Gandia (dpa) - Im neuen Jan Ullrich-Team Coast rumort es. Nachdem vier ehemalige Coast-Profis angeblich fällige Zahlungen gerichtlich durchsetzen wollten, drohten auch aktuelle Fahrer im Coast-Trainingslager wegen ungeklärter Fragen einer Doppel-Versteuerung mit den selben Schritten.
«Das betrifft alle ausländischen Fahrer bei uns. Jetzt geht es wohl vor Gericht. Mir hängt die Sache total zum Hals heraus», schimpfte der zweifache Vuelta-Gewinner Alex Zülle (Schweiz) nach dpa-Anfrage. Nach einem stundenlangen Krisengipfel erklärte Coast-Sprecher Marcel Wüst in Gandia/Spanien: «Die Sache ist vom Tisch.»
Nach Informationen der spanischen Sportzeitung «AS» hätten alle sieben spanischen Coast-Fahrer 16 Prozent ihres Gehaltes von 2002 gefordert, die als Steuerabgabe von der Teamleitung zurückgehalten worden seien. In ihrem Heimatland hätten sie ein weiteres Mal Einkommenssteuer entrichten müssen, seien also doppelt besteuert worden. «Die Fahrer wussten doch alle, dass wir die 16 Prozent Mehrwert-Steuern einbehalten müssen. Das sieht ein Gesetz vom 1. Januar 2002 vor», sagte Wolfram Lindner, einer der sechs Coast-Teamleiter.
«Wir haben einem Großteil der Fahrer und ihrer Vertreter heute über Stunden die deutsche Steuer-Problematik klar machen können. Wir sind gegenüber dem Finanzamt zuständig für die Abführung der Mehrwertsteuern für die Fahrer. Wir gehen nicht davon aus, dass es bei den Fahrern jetzt noch gerichtliche Klärung der Sachlage bedarf. Wenn doch, dann sollen Gerichte Recht sprechen. Wir haben uns Gesetzeskonform verhalten und den Vorgaben des Weltverbandes gefolgt, die uns aufgefordert haben, nichts zu zahlen, was den Fahrern nicht zusteht», erklärte Wüst.

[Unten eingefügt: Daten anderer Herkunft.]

PR #274, opened 2017-10-27
T19711

joaquimrocha:
https://phabricator.endlessm.com/T19711

### DIFF
--- a/plugins/flatpak/gs-flatpak.c
+++ b/plugins/flatpak/gs-flatpak.c
@@ -2567,33 +2567,30 @@ gs_flatpak_refine_runtime_for_install (GsFlatpak *self,
 				       GError **error)
 {
 	GsApp *runtime;
+	gsize len;
+	const gchar *str;
+	g_autoptr(GBytes) data = NULL;
 
-	/* only required for ostree-based flatpak apps */
-	if (gs_flatpak_app_get_file_kind (app) == GS_FLATPAK_APP_FILE_KIND_BUNDLE) {
-		gsize len;
-		const gchar *str;
-		g_autoptr(GBytes) data = NULL;
-		g_autoptr(GsApp) runtime_new = NULL;
+	if (gs_app_get_kind (app) != AS_APP_KIND_DESKTOP)
+		return TRUE;
 
-		data = gs_flatpak_fetch_remote_metadata (self, app, cancellable, error);
-		if (data == NULL) {
-			gs_utils_error_add_unique_id (error, app);
-			return FALSE;
-		}
-
-		str = g_bytes_get_data (data, &len);
-		runtime_new = gs_flatpak_create_runtime_from_metadata (self, app,
-								       str, len,
-								       error);
-		if (runtime_new == NULL)
-			return FALSE;
-		gs_app_set_update_runtime (app, runtime_new);
+	/* ensure that we get the right runtime that will need to be installed */
+	data = gs_flatpak_fetch_remote_metadata (self, app, cancellable, error);
+	if (data == NULL) {
+		gs_utils_error_add_unique_id (error, app);
+		return FALSE;
 	}
 
-	/* no runtime required */
-	runtime = gs_app_get_update_runtime (app);
+	str = g_bytes_get_data (data, &len);
+	runtime = gs_flatpak_create_runtime_from_metadata (self, app,
+							   str, len,
+							   error);
+
+	/* apps need to have a runtime */
 	if (runtime == NULL)
-		return TRUE;
+		return FALSE;
+
+	gs_app_set_update_runtime (app, runtime);
 
 	/* the runtime could come from a different remote to the app */
 	if (!gs_refine_item_metadata (self, runtime, cancellable, error)) {
@@ -2617,8 +2614,6 @@ gs_flatpak_refine_runtime_for_install (GsFlatpak *self,
 		gs_utils_error_add_unique_id (error, runtime);
 		return FALSE;
 	}
-
-	gs_app_set_runtime (app, runtime);
 
 	return TRUE;
 }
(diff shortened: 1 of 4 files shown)


plugins/flatpak/gs-self-test.c
```diff
@@ -1398,6 +1399,11 @@ gs_plugins_flatpak_app_update_func (GsPluginLoader *plugin_loader)
 				  G_CALLBACK (update_app_progress_notify_cb),
 				  &progress_cnt);
 
+	/* check that the runtime is not the update's one */
```
mariospr: I'd personally add a new test (e.g. `gs_plugins_flatpak_app_update_runtime_changed_func` or similar) instead of adapting the currently existing test case, since you're testing different use cases, and both should be checked.

plugins/flatpak/gs-flatpak.c
```diff
@@ -2567,34 +2567,31 @@ gs_flatpak_refine_runtime_for_install (GsFlatpak *self,
...
 
+	str = g_bytes_get_data (data, &len);
+	runtime = gs_flatpak_create_runtime_from_metadata (self, app,
+							   str, len,
+							   error);
+
 	/* no runtime required */
-	runtime = gs_app_get_update_runtime (app);
 	if (runtime == NULL)
 		return TRUE;
```
mariospr: Shouldn't this return `FALSE` now, as in https://github.com/endlessm/gnome-software/pull/274/commits/d7073b4e11d47e0f15da13076fbddc0fa1110862#diff-e64404ac7c111b350b85abaa4fb8084dL2589 ? It seems odd to me to return `TRUE` here if the call to `gs_flatpak_create_runtime_from_metadata()` failed (seemed fine with the old call to `gs_app_get_update_runtime()`, though)

joaquimrocha: Nope. The value is right because in certain functions in GNOME Software's plugins, the `TRUE` value is also for when we want to ignore/skip. As you can see, we are also returning `TRUE` in:
```
if (gs_app_get_kind (app) != AS_APP_KIND_DESKTOP)
		return TRUE;
```
So in this case, just like before, if the app in question has no runtime, we return `TRUE`.
I know this is counterintuitive but I prefer if we go with this, as a proper fix (let libflatpak care about installing the runtime itself) will anyhow involve new API that we're planning and thus IMO we shouldn't make deep changes in how g-s is working ATM.

plugins/flatpak/gs-self-test.c
joaquimrocha: The tests are actually not trivial to implement currently, so I preferred to update the current test, as also the difference won't make any of previous tests in this function invalid.
It's a complex update and I think it's fine to test it in the current update test.

plugins/flatpak/tests/app-update/org.test.Chiron/metadata
```diff
@@ -1,4 +1,4 @@
 [Application]
 name=org.test.Chiron
-runtime=org.test.Runtime/x86_64/master
+runtime=org.test.Runtime/x86_64/new_master
```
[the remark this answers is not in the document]
joaquimrocha: Nothing has changed in the previous use case, because the error we're fixing of course that it wouldn't care about the runtime in the update.
Changing the branch, as we do often in Endless is actually a better test because we don't give a chance for e.g. checking just the ID instead of the unique ID of apps.

plugins/flatpak/tests/build.py
```diff
@@ -80,7 +81,11 @@ def copy_repo(srcdir, destdir):
               'app-missing-runtime/repo')
 
 # app with an update
-copy_repo('app-with-runtime', 'app-update')
+build_flatpak('org.test.Runtime',
```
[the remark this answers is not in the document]
joaquimrocha: And this should be fine because it just makes the update more complex (not too much though) without compromising the previous tests.
We can (and should) add more tests that do test every single combination (same runtime when updating / new runtime when updating / deleting the runtime right before the update / etc.) but tests are very time taking as they're implemented right now, so I'd prefer to add this now and rework the tests when we have an easier solution to use.

plugins/flatpak/gs-flatpak.c
mariospr: > So in this case, just like before, if the app in question has no runtime, we return TRUE.
I know this is counterintuitive but I prefer if we go with this, as a proper fix (let libflatpak care about installing the runtime itself) will anyhow involve new API that we're planning and thus IMO we shouldn't make deep changes in how g-s is working ATM.

Yes, I get that. But in this case what I'm seeing is that you're returning TRUE when you **failed to create** a runtime for the app, not when a call to `gs_app_get_update_runtime()` has failed because there's no associated runtime, that's what I thought returning FALSE (as in other cases of failure before that point) made sense.

That said, I'm not extremely familiar with this code, so you probably know better and if you still think it's correct, I guess we can merge it. But first, can you confirm that?

plugins/flatpak/gs-self-test.c
mariospr: The difference is that you're testing different things: before you were testing updates that didn't require a different runtime, now you're testing updates that require a different runtime. I'm all for adding new tests everywhere, but not at the expense of stopping to test things that were tested before.

plugins/flatpak/tests/build.py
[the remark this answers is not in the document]
mariospr: As I said before, I don't think this particular thing should stop this PR, but in the future I think it would be better if we add new tests instead of replacing things :-)

plugins/flatpak/gs-flatpak.c
joaquimrocha: Ah, okay, I see it now. We should definitely do more than returning FALSE, I will need to check the implications of returning FALSE though. I will take a look. Thanks.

Das Profi-Team aus dem Ruhrpott, das auf einer spektakulären Präsentation den Neueinkauf Jan Ullrich vorstellte, der für drei Jahre mindestens fünf Millionen Euro erhalten dürfte, steht unter besonderer Beobachtung des Weltverbandes. Die UCI gewährte Coast am 10. Januar erst im zweiten Anlauf die Erstliga-Lizenz unter Auflagen. «Der Streit betrifft Jan nicht - da geht es nur um die ausländischen Fahrer», hatte Ullrich-Manager Wolfgang Strohband, zur Zeit auch in Gandia, erklärt.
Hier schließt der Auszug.